I downloaded the weight file above and found that it cannot be run by AobaZero 1.4. Later I found it is in a wrong format (The usual weight format starts with a number, which is usually "2"). 1 I deleted the characters which is in front of the number "2" in the front of the weight file and it still cannot be run. Then I tried to replaced the string "0." to "." as the usual weight file format does. It can finally be run. Later, I tried to start a self-play game in Shogidokoro, under the option "bin\aobaz -i -q -p 3200 -w weight.txt". However I witnessed a very strange game, as the CSA below. Did I do something wrong? LR0.0001 weight self-play p3200.txt

yssaya commented 5 years ago

I checked CSA file. It is strange. I think weight is not correct. Could you download again and retry?

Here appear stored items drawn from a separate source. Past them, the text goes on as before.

PR #586, opened 2020-11-13
Add buy infrastructure to volume filter (part of #522)

debnil:
This PR adds the buy infrastructure to the volume filter, as per step 2 [here](https://github.com/stellar/kelp/pull/548#issuecomment-712792629).


plugins/volumeFilter.go
```diff
@@ -179,50 +180,50 @@ func volumeFilterFn(dailyOTB *VolumeFilterConfig, dailyTBBAccumulator *VolumeFil
...
 			// update the dailyTBB to include the additional amounts so they can be used in the calculation of the next operation
-			*dailyTBBAccumulator.SellBaseAssetCapInBaseUnits += newAmountBeingSold
-			*dailyTBBAccumulator.SellBaseAssetCapInQuoteUnits += (newAmountBeingSold * sellPrice)
+			*dailyTBBAccumulator.BaseAssetCapInBaseUnits += newAmountBeingSold
+			*dailyTBBAccumulator.BaseAssetCapInQuoteUnits += (newAmountBeingSold * sellPrice)
 			return opToReturn, nil
 		}
 	} else {
-		// TODO buying side
+		// TODO buying side - we need to implement this to support buy side filters; extract common logic from the above sell side case
```
nikhilsaraf, line 226: @debnil I think we are doing this PR too early. the next step is to fill in this function, and add the relevant tests to the buyVolume filter test (and any other tests related to the buy side).

once that's done, the refactor should be the next step. this will not be an exact cherry-pick from the previous set of commits I had added because of some of the volume filter changes we made.

as a last step we should add a new buy twap strategy with the config file. doing it in steps will make for a smaller PR.

nikhilsaraf (commented):
as commented inline, I think we should hold off on this PR

plugins/volumeFilter_test.go
```diff
@@ -100,48 +100,54 @@ func TestMakeFilterVolume(t *testing.T) {
...
-						k.exchangeName,
-						tradingPair,
-						testAssetDisplayFn,
-						utils.NativeAsset,
-						utils.NativeAsset,
-						&sql.DB{},
-						config,
-					)
+					// TODO DS Vary filter action between buy and sell, once buy logic is implemented.
+					wantFilter := makeWantVolumeFilter(config, k.wantMarketIDs, k.accountIDs, queries.DailyVolumeActionSell)
```
nikhilsaraf, line 131: this should be `action` instead of hardcoding to `DailyVolumeActionSell`

queries/dailyVolumeByDate_test.go
```diff
@@ -47,7 +48,18 @@ func TestDailyVolumeByDate_QueryRow(t *testing.T) {
 		wantTomorrowBase          float64
 		wantTomorrowQuote         float64
 	}{
+		// TODO add case for buy base/quote and add trade data in test below accordingly
```
nikhilsaraf, line 51: please add this case in a subsequent PR (better to separate out so we're not complicating this PR)

queries/dailyVolumeByDate_test.go
```diff
@@ -98,113 +115,113 @@ func TestDailyVolumeByDate_QueryRow(t *testing.T) {
...
-			db := connectTestDb()
-			defer db.Close()
-			for _, s := range setupStatements {
-				_, e := db.Exec(s)
-				if e != nil {
-					panic(e)
-				}
-			}
+	// setup db
+	yesterday, _ := time.Parse(time.RFC3339, "2020-01-20T15:00:00Z")
```
nikhilsaraf, line 119: was this a direct copy paste or did something change inside this too?

nikhilsaraf (commented):
few minor comments, please fix those up and we should be good to merge.
can you leave the comments unresolved so I can check each item that is fixed up? will be a bit easier for me to track.

any leftover items, please address in a new PR

queries/dailyVolumeByDate_test.go
debnil: That was the plan - the TODO was so I'd remember this in the next step of implementation. Should I not do that?

queries/dailyVolumeByDate_test.go
debnil: Direct copy paste - nothing changed, just a small performance fix. 

Previously, the tests were setting up a brand new database in each iteration of the for-loop / for each test case. I found that this was making the run-time substantially slower. I moved the setup steps out of the loop and made it about 5x faster. (.124s vs .6s). I don't think this is happening on the CI, but it's a solid saving without losing any correctness.

plugins/volumeFilter.go
debnil: We discussed this earlier today, but for documentation, this is the right stage for this fix. We can't implement this function absent the other infrastructural changes in this PR.

plugins/filterFactory_test.go
```diff
@@ -135,50 +136,71 @@ func TestMakeVolumeFilterConfig(t *testing.T) {
...
 		{
 			configInput: "volume/daily/sell/base/3500.0/exact",
 			wantConfig: &VolumeFilterConfig{
-				SellBaseAssetCapInBaseUnits:  pointy.Float64(3500.0),
-				SellBaseAssetCapInQuoteUnits: nil,
-				mode:                         volumeFilterModeExact,
-				additionalMarketIDs:          nil,
-				optionalAccountIDs:           nil,
+				BaseAssetCapInBaseUnits:  pointy.Float64(3500.0),
+				BaseAssetCapInQuoteUnits: nil,
```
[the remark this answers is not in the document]
debnil: Sounds good. Since this is updating an old test, I figured that like our more recent tests, we'd want to vary both mode and action. To do this more efficiently, I changed the `configInput` to a format string and injected both mode and action. If the previous way would be preferred, let me know and I'm happy to change it back.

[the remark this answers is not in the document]
nikhilsaraf: the previous way is a little better because it's more readable, a direct mapping from input to output.

plugins/volumeFilter_test.go
```diff
@@ -287,36 +287,37 @@ func TestVolumeFilterFn(t *testing.T) {
...
-			}
-
-			if k.sellBaseCapInBase != nil && k.sellBaseCapInQuote != nil {
-				assert.Fail(t, "both of the cap values cannot be set")
-				return
-			}
+		for _, action := range []queries.DailyVolumeAction{queries.DailyVolumeActionSell} {
+			t.Run(k.name, func(t *testing.T) {
+				// exactly one of the two cap values must be set
+				if k.sellBaseCapInBase == nil && k.sellBaseCapInQuote == nil {
```
nikhilsaraf, line 293: these should be called `baseCapInBase` and `baseCapInQuote` instead of `sellBaseCapInBase` and `sellBaseCapInQuote`. Better to do this in a separate PR since the overhead of this PR is already getting complex. It's ok to do this when you add the `buy` action to this for loop.

plugins/volumeFilter_test.go
```diff
@@ -287,36 +287,37 @@ func TestVolumeFilterFn(t *testing.T) {
...
-			if k.sellBaseCapInBase == nil && k.sellBaseCapInQuote == nil {
-				assert.Fail(t, "either one of the two cap values must be set")
-				return
-			}
-
-			if k.sellBaseCapInBase != nil && k.sellBaseCapInQuote != nil {
-				assert.Fail(t, "both of the cap values cannot be set")
-				return
-			}
+		for _, action := range []queries.DailyVolumeAction{queries.DailyVolumeActionSell} {
```
nikhilsaraf, line 290: PR submission tip:
it's best not to add changes like this in follow-on PR changes since it introduces a large amount of red and green lines. As a reviewer, this makes reviewing this PR 10x more complex, since I have to ensure nothing has changed in here and whatever has changed makes sense, etc.
I say this now, because I'm hoping to start leaving similar tips on PRs that will allow us to increase our PR efficiency (such as the comment about not resolving review comments). Hopefully this will reduce the PR fatigue for both of us, and happy to get similar thoughts and tips from you as well :)

queries/dailyVolumeByDate_test.go
nikhilsaraf: yes, good fix! 👍

plugins/filterFactory_test.go
```diff
@@ -200,8 +229,8 @@ func assertVolumeFilterConfigEqual(t *testing.T, want *VolumeFilterConfig, actua
 	} else if actual == nil {
 		assert.Fail(t, fmt.Sprintf("actual was nil but expected %v", *want))
 	} else {
-		assert.Equal(t, want.SellBaseAssetCapInBaseUnits, actual.SellBaseAssetCapInBaseUnits)
-		assert.Equal(t, want.SellBaseAssetCapInQuoteUnits, actual.SellBaseAssetCapInQuoteUnits)
+		assert.Equal(t, want.BaseAssetCapInBaseUnits, actual.BaseAssetCapInBaseUnits)
+		assert.Equal(t, want.BaseAssetCapInQuoteUnits, actual.BaseAssetCapInQuoteUnits)
```
nikhilsaraf, line 233: @debnil add a check on the `action` field here

nikhilsaraf (commented):
I think there's only 1 change below and we should be good to merge after that.
Any follow-on items can be done in a subsequent PR. thanks! 👍

nikhilsaraf (approved):
lgtm, thanks 🚢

Download and unpack. $ tar xvf 20190722_193305log_win500k_lr00001_wd00002_m64_iter_856000.tar.bz2

File size is 77934854 Byte, 20190722_193305log_win500k_lr00001_wd00002_m64_iter_856000.tar.bz2 269304438 Byte, 20190722_193305log_win500k_lr00001_wd00002_m64_iter_856000.txt

$ bin/aobaz -i -p 3200 -w ~/20190722_193305log_win500k_lr00001_wd00002_m64_iter_856000.txt

First move for p3200 should be +2726FU, not +3938GI.

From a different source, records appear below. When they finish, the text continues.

PR #589, opened 2020-11-20
Validate volume filter config (closes #571)

### LINKED ISSUE #571: [ad-hoc] [1] Add validation to makeFilterVolume
We want to add validation to the config (of type `*VolumeFilterConfig` in `makeFilterVolume` in `plugins/volumeFilter.go`. This validation should include checking that exactly one asset cap is non-nil; the mode is valid; and optional accountIDs and market IDs are both non-nil.

Once the above is added, a test case should be added to `TestMakeFilterVolume` within `volumeFilter_test.go`. This test case should confirm that if an invalid configuration is constructed, an error is thrown by `makeFilterVolume`.

debnil:
This PR adds additional validation for the volume filter config; calls that validation within the volume filter constructor; and adds necessary tests for that validation. It also edits other tests of the volume config that now fail because of validation. This closes #571.

### DIFF
--- a/plugins/filterFactory.go
+++ b/plugins/filterFactory.go
@@ -9,6 +9,7 @@ import (
 
 	hProtocol "github.com/stellar/go/protocols/horizon"
 	"github.com/stellar/kelp/model"
+	"github.com/stellar/kelp/queries"
 )
 
 var filterIDRegex *regexp.Regexp
@@ -72,18 +73,20 @@ func filterVolume(f *FilterFactory, configInput string) (SubmitFilter, error) {
 }
 
 func makeRawVolumeFilterConfig(
-	sellBaseAssetCapInBaseUnits *float64,
-	sellBaseAssetCapInQuoteUnits *float64,
+	baseAssetCapInBaseUnits *float64,
+	baseAssetCapInQuoteUnits *float64,
+	action queries.DailyVolumeAction,
 	mode volumeFilterMode,
 	additionalMarketIDs []string,
 	optionalAccountIDs []string,
 ) *VolumeFilterConfig {
 	return &VolumeFilterConfig{
-		SellBaseAssetCapInBaseUnits:  sellBaseAssetCapInBaseUnits,
-		SellBaseAssetCapInQuoteUnits: sellBaseAssetCapInQuoteUnits,
-		mode:                         mode,
-		additionalMarketIDs:          additionalMarketIDs,
-		optionalAccountIDs:           optionalAccountIDs,
+		BaseAssetCapInBaseUnits:  baseAssetCapInBaseUnits,
+		BaseAssetCapInQuoteUnits: baseAssetCapInQuoteUnits,
+		action:                   action,
+		mode:                     mode,
+		additionalMarketIDs:      additionalMarketIDs,
+		optionalAccountIDs:       optionalAccountIDs,
 	}
 }
 
@@ -103,6 +106,12 @@ func makeVolumeFilterConfig(configInput string) (*VolumeFilterConfig, error) {
 	if limitWindowParts[0] != "daily" {
 		return nil, fmt.Errorf("invalid input (%s), the second part needs to equal or start with \"daily\"", configInput)
 	}
+
+	action, e := queries.ParseDailyVolumeAction(parts[2])
+	if e != nil {
+		return nil, fmt.Errorf("could not parse volume filter action from input (%s): %s", configInput, e)
+	}
+	config.action = action
 
 	errInvalid := fmt.Errorf("invalid input (%s), the modifier for \"daily\" can be either \"market_ids\" or \"account_ids\" like so 'daily:market_ids=[4c19915f47,db4531d586]' or 'daily:account_ids=[account1,account2]' or 'daily:market_ids=[4c19915f47,db4531d586]:account_ids=[account1,account2]'", configInput)
 	if len(limitWindowParts) == 2 {
@@ -124,17 +133,14 @@ func makeVolumeFilterConfig(configInput string) (*VolumeFilterConfig, error) {
 		return nil, fmt.Errorf("invalid input (%s), the second part needs to be \"daily\" and can have only one modifier \"market_ids\" like so 'daily:market_ids=[4c19915f47,db4531d586]'", configInput)
 	}
 
-	if parts[2] != "sell" {
-		return nil, fmt.Errorf("invalid input (%s), the third part needs to be \"sell\"", configInput)
-	}
 	limit, e := strconv.ParseFloat(parts[4], 64)
 	if e != nil {
 		return nil, fmt.Errorf("could not parse the fourth part as a float value from config value (%s): %s", configInput, e)
 	}
 	if parts[3] == "base" {
-		config.SellBaseAssetCapInBaseUnits = &limit
+		config.BaseAssetCapInBaseUnits = &limit
 	} else if parts[3] == "quote" {
-		config.SellBaseAssetCapInQuoteUnits = &limit
+		config.BaseAssetCapInQuoteUnits = &limit
 	} else {
 		return nil, fmt.Errorf("invalid input (%s), the third part needs to be \"base\" or \"quote\"", configInput)
 	}
--- a/plugins/filterFactory.go
+++ b/plugins/filterFactory.go
@@ -145,6 +145,15 @@ func makeVolumeFilterConfig(configInput string) (*VolumeFilterConfig, error) {
 		return nil, fmt.Errorf("invalid input (%s), the third part needs to be \"base\" or \"quote\"", configInput)
 	}
 
+	// marketIDs and account IDs might not be present in the config string, but cannot be nil on the config
+	if config.additionalMarketIDs == nil {
+		config.additionalMarketIDs = []string{}
+	}
+
+	if config.optionalAccountIDs == nil {
+		config.optionalAccountIDs = []string{}
+	}
+
 	if e = config.Validate(); e != nil {
 		return nil, fmt.Errorf("invalid input (%s), did not pass validation: %s", configInput, e)
 	}
--- a/plugins/filterFactory.go
+++ b/plugins/filterFactory.go
@@ -145,15 +145,6 @@ func makeVolumeFilterConfig(configInput string) (*VolumeFilterConfig, error) {
 		return nil, fmt.Errorf("invalid input (%s), the third part needs to be \"base\" or \"quote\"", configInput)
 	}
 
-	// marketIDs and account IDs might not be present in the config string, but cannot be nil on the config
-	if config.additionalMarketIDs == nil {
-		config.additionalMarketIDs = []string{}
-	}
-
-	if config.optionalAccountIDs == nil {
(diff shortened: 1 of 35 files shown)


plugins/volumeFilter.go
```diff
@@ -103,8 +106,25 @@ var _ SubmitFilter = &volumeFilter{}
...
+		return fmt.Errorf("invalid asset caps: only one asset cap can be non-nil, but both are non-nil")
+	}
+
+	if c.SellBaseAssetCapInBaseUnits == nil && c.SellBaseAssetCapInQuoteUnits == nil {
+		return fmt.Errorf("invalid asset caps: only one asset cap can be non-nil, but both are nil")
+	}
+
+	// return the original error, as it is already well-formatted
+	if _, e := parseVolumeFilterMode(string(c.mode)); e != nil {
+		return e
```
nikhilsaraf, line 119: we should always wrap the error as a habit as it helps trace the error path. long term we will need to find a less verbose solution, but this has been working well so far.

plugins/volumeFilter.go
```diff
@@ -103,8 +106,25 @@ var _ SubmitFilter = &volumeFilter{}
 
 // Validate ensures validity
 func (c *VolumeFilterConfig) Validate() error {
-	if c.isEmpty() {
-		return fmt.Errorf("the volumeFilterConfig was empty")
+	if c.SellBaseAssetCapInBaseUnits != nil && c.SellBaseAssetCapInQuoteUnits != nil {
```
nikhilsaraf, line 109: drop the `Sell` prefix, like we discussed in slack

plugins/volumeFilter_test.go
```diff
@@ -322,3 +321,87 @@ func makeManageSellOffer(price string, amount string) *txnbuild.ManageSellOffer
 		Amount:  amount,
 	}
 }
+
+func TestValidateConfig(t *testing.T) {
+	testCases := []struct {
+		name             string
+		sellBaseCapBase  *float64
+		sellBaseCapQuote *float64
+		mode             volumeFilterMode
```
nikhilsaraf, line 330: should take action as an input too.

don't need to add more than 1 test case to make sure it fails on an invalid value.
all existing cases should take a combination of `buy` and `sell` action (or maybe all are `sell` but only one success case is `buy` to prove the buy case also works)

plugins/volumeFilter.go
```diff
@@ -103,8 +106,25 @@ var _ SubmitFilter = &volumeFilter{}
...
+
+	if c.SellBaseAssetCapInBaseUnits == nil && c.SellBaseAssetCapInQuoteUnits == nil {
+		return fmt.Errorf("invalid asset caps: only one asset cap can be non-nil, but both are nil")
+	}
+
+	// return the original error, as it is already well-formatted
+	if _, e := parseVolumeFilterMode(string(c.mode)); e != nil {
+		return e
+	}
+
```
nikhilsaraf, line 121: needs to validate `action` as well

plugins/volumeFilter_test.go
```diff
@@ -322,3 +321,87 @@ func makeManageSellOffer(price string, amount string) *txnbuild.ManageSellOffer
...
+			accountIDs:       nil,
+			wantErr:          fmt.Errorf("invalid optional account ids: must be non-nil"),
+		},
+	}
+
+	for _, k := range testCases {
+		t.Run(k.name, func(t *testing.T) {
+			c := makeRawVolumeFilterConfig(k.sellBaseCapBase, k.sellBaseCapQuote, k.mode, k.marketIDs, k.accountIDs)
+			gotErr := c.Validate()
+			assert.Equal(t, gotErr, k.wantErr)
```
nikhilsaraf, line 404: should `wantErr` be the second arg and `gotErr` the third arg?

nikhilsaraf (commented):
almost done

plugins/volumeFilter.go
debnil: Yup - those changes have all been made with the buy-side implementation. I'll merge that in and then update this branch.

plugins/volumeFilter_test.go
debnil: Makes sense. To make this more efficient (vary across buy and sell for existing tests), I've just done the same loop over modes and actions we've done in other test cases.

plugins/filterFactory.go
```diff
@@ -145,6 +145,15 @@ func makeVolumeFilterConfig(configInput string) (*VolumeFilterConfig, error) {
 		return nil, fmt.Errorf("invalid input (%s), the third part needs to be \"base\" or \"quote\"", configInput)
 	}
 
+	// marketIDs and account IDs might not be present in the config string, but cannot be nil on the config
+	if config.additionalMarketIDs == nil {
```
nikhilsaraf, line 149: @debnil this is significantly reducing the quality of the codebase. now we have two places that "set" these two arrays, here and in `parseVolumeFilterModifier`. please remove.

I'm not sure if we had discussed adding this logic, but if there was a previous comment that indicated it please let me know so I can clarify requested changes better.

plugins/filterFactory_test.go
```diff
@@ -143,48 +143,48 @@ func TestMakeVolumeFilterConfig(t *testing.T) {
 			wantConfig: &VolumeFilterConfig{
 				BaseAssetCapInBaseUnits:  pointy.Float64(3500.0),
 				BaseAssetCapInQuoteUnits: nil,
-				additionalMarketIDs:      nil,
-				optionalAccountIDs:       nil,
+				additionalMarketIDs:      []string{},
```
nikhilsaraf, line 146: don't recall requesting this change in my previous set of comments. why did these lines change?

plugins/volumeFilter_test.go
nikhilsaraf: the test has become more complex with this change, therefore harder to maintain.
there's also too many red and green lines which is increasing the PR overhead.
please revert and do the changes that were requested above with only an addition of 1 test case.

nikhilsaraf (changes requested):
I thought we were almost done in the last review, but there's a lot of red and green lines from the last iteration of the review. Inline I've requested to revert most of the "new ideas" and to fix up the suggestions made in the previous iteration.

See the new [Pull Request Guide](https://github.com/stellar/kelp/blob/master/.github/.pull_request_template.md) for details on the expectations when submitting Pull Requests.

plugins/filterFactory.go
debnil: These lines changed because now, when we validate the config, we check that market IDs and account IDs are not nil. This function is what creates a config. Previously, when parsing a config string, if it did not specify

The point of this pull request is to validate the config. That requires making changes like this to other functions that are now invalid. We could in theory split these in a separate PR, but that seems meaningless without the validation changes. If these changes are a bad idea, then we should either reconsider the validation scheme or change how the parsing logic works above this - I think this approach does that in the cleanest way possible, given the way that market and account IDs are parsed.

plugins/filterFactory_test.go
debnil: I sent a message on Slack about this when I sent the PR, but you're right that it should get posted on the PR too. Adding it here:

I had to make a couple changes in other tests that are now failing due to validation. It doesn't really make sense to separate these changes into other PRs, since the changes matter because of validation. These are things like "no nil marketIDs or optionalAccountIDs on volumeFilterConfig after parsing".

plugins/volumeFilter_test.go
```diff
@@ -329,3 +328,84 @@ func makeManageSellOffer(price string, amount string) *txnbuild.ManageSellOffer
...
+			name:         "failure - nil account IDs",
+			baseCapBase:  pointy.Float64(1.0),
+			baseCapQuote: nil,
+			marketIDs:    []string{},
+			accountIDs:   nil,
+			wantErr:      fmt.Errorf("invalid optional account ids: must be non-nil"),
+		},
+	}
+
+	for _, mode := range []volumeFilterMode{volumeFilterModeExact, volumeFilterModeIgnore} {
```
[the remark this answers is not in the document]
debnil: Those changes are already done. It now loops over both buy and sell actions (which is what these comments request). I'm also looping over the mode, as that's the testing pattern we've used in the tests done in the last few weeks - as I put out this PR 2-3 weeks ago, before we started varying over modes and actions in these config tests. But the mode loop is not essential, and I can hard code the mode in the testing struct if you think it makes sense.

I've also added two invalid test cases - one to test invalid action, one to test invalid mode, since those wouldn't be caught by the above testing. 2 versus 1 failure cases isn't a huge difference, especially when both test otherwise untested failure cases.

That said, this is making me reconsider the quantitative checks of red and green lines outlined in the PR policy we're discussing. The vast majority of the red and green lines in this file are because of a level of indentation changing. This is directly because of the request to test buy and sell actions for most test cases. It's just easier to do that systematically than pick some successful cases and create a couple of test cases. The additional changes due to mode are (+1, -10): one additional line to loop over the mode, and ten deletions of the mode from each test. 

As discussed above, the other changes displayed are the result of separate changes that came up when I ran these tests locally, found a bunch of tests now failing because of validation, and fixed those. I'm not sure why the CI didn't trigger those failures, since validate was being called before. But I don't think not including them in this PR is an option. Agreed the process level fix here is to include a comment about this - which I sent over Slack but somehow didn't get commented to the PR - that's on me, so all good there.

plugins/filterFactory_test.go
debnil: Oh actually, I did notice these CI failures - that's why I didn't request a review on this two weeks ago - was planning on coming back and fixing those after the other PRs in buy TWAP were done, you just beat me to the review :) The version that you reviewed (the initial commit) has all of these failures.

plugins/volumeFilter.go
```diff
@@ -102,8 +105,28 @@ var _ SubmitFilter = &volumeFilter{}
...
+	if _, e := parseVolumeFilterMode(string(c.mode)); e != nil {
+		return fmt.Errorf("could not parse mode: %s", e)
+	}
+
+	if _, e := queries.ParseDailyVolumeAction(string(c.action)); e != nil {
+		return fmt.Errorf("could not parse action: %s", e)
+	}
+
+	if c.additionalMarketIDs == nil {
```
nikhilsaraf, line 124: remove these `nil` errors. I think this is what is causing all the issues. these are not required since `nil` is a valid value for both arrays.

nikhilsaraf (commented):
I think we have a very clean way forward now. let's try and land this in the next shot.

plugins/volumeFilter.go
debnil: Got it, this makes sense and completely resolves the issue.

plugins/volumeFilter_test.go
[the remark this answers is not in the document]
debnil: Yup, perfect.

plugins/filterFactory.go
debnil: Sounds good - these are good clarifications, changes made!

nikhilsaraf (approved):
this looks great, thank you @debnil ! 🎉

sbbdms commented 5 years ago

Thanks, I redownloaded the weight and found it is just in the correct format. Previous situation may be caused by the network issue. According to the filename, this weight was trained one month ago. Are you still considering decreasing the learning rate? Any side effect?

yssaya commented 5 years ago

Yes. Current learning rate = 0.001 and mini-batch=64. We are planing learning rate = 0.02 and mini-batch = 4096. It is same as AlphaZero paper. They droped from 0.2 to 0.02 around 3420k games.

This is recent 850k games Elo progress. It looks like +4 Elo/100k games. w600_w685

sbbdms commented 5 years ago

They droped from 0.2 to 0.02 around 3420k games.

We have around 3480k games and entirely 700 weights just now. Is the current learning rate/mini-batch adjusted? If not, when is the approximate moment to adjust?

yssaya commented 5 years ago

We use Caffe, and plan to use iter_size=64 and minibatch=64. This is pseudo minibatch=4096. But we have found loss is something strange. We are checking this. So current learning rate is still same, lr=0.001, minibatch=64, iter_size=1.

sbbdms commented 4 years ago

It is October now. It seems that the learning rate still remains unchanged --- The strength given by Floodgate and the result against Kristallweizen didn't have obvious change for 2~3 months. Is the reason which causes strange loss still unknown for now?

yssaya commented 4 years ago

Problem is not solved yet. Kristallwezen rate looks down trend for latest three data. It is difficult to say increase had stopped though. But yes, maybe we should change learn late.